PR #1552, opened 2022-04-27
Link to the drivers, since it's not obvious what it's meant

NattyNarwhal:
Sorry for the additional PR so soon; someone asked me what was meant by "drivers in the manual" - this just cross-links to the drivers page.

________________

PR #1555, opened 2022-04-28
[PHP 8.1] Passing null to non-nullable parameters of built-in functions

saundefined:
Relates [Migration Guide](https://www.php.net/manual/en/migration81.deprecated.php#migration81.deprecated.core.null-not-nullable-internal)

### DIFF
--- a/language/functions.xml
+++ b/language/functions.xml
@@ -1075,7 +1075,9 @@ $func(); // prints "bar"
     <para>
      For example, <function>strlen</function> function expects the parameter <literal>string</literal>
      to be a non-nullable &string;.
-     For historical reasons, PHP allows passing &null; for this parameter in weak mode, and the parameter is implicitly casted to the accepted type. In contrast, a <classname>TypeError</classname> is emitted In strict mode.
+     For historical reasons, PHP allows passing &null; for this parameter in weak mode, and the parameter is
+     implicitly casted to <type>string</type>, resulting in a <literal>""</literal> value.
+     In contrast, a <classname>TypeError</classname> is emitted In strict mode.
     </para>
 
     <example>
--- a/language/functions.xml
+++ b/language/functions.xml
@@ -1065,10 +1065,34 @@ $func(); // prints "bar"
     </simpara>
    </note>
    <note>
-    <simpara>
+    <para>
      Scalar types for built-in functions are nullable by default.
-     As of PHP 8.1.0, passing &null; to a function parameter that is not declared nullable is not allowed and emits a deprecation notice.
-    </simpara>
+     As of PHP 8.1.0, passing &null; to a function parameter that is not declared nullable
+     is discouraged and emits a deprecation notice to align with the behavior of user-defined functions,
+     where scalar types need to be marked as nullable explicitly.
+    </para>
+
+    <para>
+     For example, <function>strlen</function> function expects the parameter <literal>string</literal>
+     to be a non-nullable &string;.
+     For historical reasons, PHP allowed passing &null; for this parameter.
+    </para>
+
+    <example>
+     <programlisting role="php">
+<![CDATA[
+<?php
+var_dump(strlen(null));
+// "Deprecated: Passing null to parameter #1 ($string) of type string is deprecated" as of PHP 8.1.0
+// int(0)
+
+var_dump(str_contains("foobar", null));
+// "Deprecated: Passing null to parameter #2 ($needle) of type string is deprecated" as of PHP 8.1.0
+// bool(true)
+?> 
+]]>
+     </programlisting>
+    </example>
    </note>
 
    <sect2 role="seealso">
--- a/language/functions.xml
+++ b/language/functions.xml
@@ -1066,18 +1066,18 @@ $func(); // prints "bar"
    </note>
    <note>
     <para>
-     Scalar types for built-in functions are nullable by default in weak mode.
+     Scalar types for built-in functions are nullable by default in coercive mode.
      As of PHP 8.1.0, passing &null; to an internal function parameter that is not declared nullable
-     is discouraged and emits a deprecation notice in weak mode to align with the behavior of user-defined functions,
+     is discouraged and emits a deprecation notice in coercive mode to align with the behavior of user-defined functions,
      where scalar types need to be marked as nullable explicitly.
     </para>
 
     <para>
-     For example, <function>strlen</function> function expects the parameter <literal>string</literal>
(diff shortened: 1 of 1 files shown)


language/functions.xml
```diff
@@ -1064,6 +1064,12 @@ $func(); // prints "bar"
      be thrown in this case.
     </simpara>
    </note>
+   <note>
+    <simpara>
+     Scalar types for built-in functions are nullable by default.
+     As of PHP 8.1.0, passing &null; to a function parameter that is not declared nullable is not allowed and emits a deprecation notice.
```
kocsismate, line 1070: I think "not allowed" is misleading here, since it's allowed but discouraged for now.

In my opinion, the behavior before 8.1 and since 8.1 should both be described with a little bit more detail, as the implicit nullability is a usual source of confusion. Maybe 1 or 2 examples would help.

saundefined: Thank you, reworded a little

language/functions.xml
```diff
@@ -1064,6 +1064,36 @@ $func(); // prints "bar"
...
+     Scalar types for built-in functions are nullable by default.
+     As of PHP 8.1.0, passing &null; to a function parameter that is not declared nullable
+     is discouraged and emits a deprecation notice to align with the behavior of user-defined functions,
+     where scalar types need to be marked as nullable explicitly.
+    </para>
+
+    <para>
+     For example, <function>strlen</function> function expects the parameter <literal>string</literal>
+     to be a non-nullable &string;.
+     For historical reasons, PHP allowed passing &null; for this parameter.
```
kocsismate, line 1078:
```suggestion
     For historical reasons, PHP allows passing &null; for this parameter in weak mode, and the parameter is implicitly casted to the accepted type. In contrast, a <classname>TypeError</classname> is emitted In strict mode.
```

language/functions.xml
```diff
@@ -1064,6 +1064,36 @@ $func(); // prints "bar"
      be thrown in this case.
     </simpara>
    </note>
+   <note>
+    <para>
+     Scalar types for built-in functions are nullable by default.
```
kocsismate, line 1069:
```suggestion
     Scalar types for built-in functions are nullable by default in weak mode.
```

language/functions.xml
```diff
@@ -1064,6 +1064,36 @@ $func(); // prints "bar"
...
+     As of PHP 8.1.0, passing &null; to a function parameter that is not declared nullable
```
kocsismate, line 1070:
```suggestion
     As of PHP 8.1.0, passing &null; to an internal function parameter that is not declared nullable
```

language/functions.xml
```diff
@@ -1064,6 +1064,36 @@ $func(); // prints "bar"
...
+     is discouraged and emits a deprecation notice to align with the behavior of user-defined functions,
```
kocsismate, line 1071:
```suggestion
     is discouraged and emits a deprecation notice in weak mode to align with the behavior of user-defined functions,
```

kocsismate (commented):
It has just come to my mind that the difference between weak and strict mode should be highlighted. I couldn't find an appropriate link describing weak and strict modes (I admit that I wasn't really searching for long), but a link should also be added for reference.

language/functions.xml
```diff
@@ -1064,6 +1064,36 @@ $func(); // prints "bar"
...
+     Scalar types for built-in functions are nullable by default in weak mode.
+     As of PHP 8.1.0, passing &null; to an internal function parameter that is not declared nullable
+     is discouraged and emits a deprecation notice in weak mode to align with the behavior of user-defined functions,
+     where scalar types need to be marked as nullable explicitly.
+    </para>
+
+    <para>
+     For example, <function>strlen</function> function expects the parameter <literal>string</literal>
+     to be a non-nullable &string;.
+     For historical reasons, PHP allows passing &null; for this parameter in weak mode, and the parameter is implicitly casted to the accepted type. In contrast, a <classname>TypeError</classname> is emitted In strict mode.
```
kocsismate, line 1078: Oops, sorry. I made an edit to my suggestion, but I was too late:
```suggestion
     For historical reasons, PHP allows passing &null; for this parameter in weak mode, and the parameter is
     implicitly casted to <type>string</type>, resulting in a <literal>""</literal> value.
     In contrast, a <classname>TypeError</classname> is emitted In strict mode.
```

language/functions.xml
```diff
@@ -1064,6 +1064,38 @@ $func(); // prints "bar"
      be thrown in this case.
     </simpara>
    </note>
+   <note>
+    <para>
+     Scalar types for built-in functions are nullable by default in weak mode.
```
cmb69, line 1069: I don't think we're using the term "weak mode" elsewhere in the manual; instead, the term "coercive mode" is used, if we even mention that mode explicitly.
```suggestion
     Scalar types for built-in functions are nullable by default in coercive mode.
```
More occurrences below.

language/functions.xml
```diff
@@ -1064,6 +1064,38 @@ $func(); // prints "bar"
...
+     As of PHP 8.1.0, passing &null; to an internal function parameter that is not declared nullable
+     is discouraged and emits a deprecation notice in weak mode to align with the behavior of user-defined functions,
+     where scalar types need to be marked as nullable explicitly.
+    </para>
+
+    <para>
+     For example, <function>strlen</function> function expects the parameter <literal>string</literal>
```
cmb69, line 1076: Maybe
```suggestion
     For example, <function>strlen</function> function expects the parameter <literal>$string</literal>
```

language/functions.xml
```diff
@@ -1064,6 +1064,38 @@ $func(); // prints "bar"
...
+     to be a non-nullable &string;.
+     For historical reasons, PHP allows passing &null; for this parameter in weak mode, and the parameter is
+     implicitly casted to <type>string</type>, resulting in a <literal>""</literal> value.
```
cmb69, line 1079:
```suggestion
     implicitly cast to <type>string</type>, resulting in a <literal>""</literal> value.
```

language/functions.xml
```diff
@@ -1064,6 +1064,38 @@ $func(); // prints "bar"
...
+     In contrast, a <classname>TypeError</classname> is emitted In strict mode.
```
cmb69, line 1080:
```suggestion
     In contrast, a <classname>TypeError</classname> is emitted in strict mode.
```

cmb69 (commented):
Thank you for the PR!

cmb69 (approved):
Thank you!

________________

• Exercise goal:
Out of the material above, output word for word the line with "PR #1552, opened 2022-04-27", the line with "Sorry for the", and all lines between them, with nothing else.

• Written answer:
PR #1552, opened 2022-04-27
Link to the drivers, since it's not obvious what it's meant

NattyNarwhal:
Sorry for the additional PR so soon; someone asked me what was meant by "drivers in the manual" - this just cross-links to the drivers page.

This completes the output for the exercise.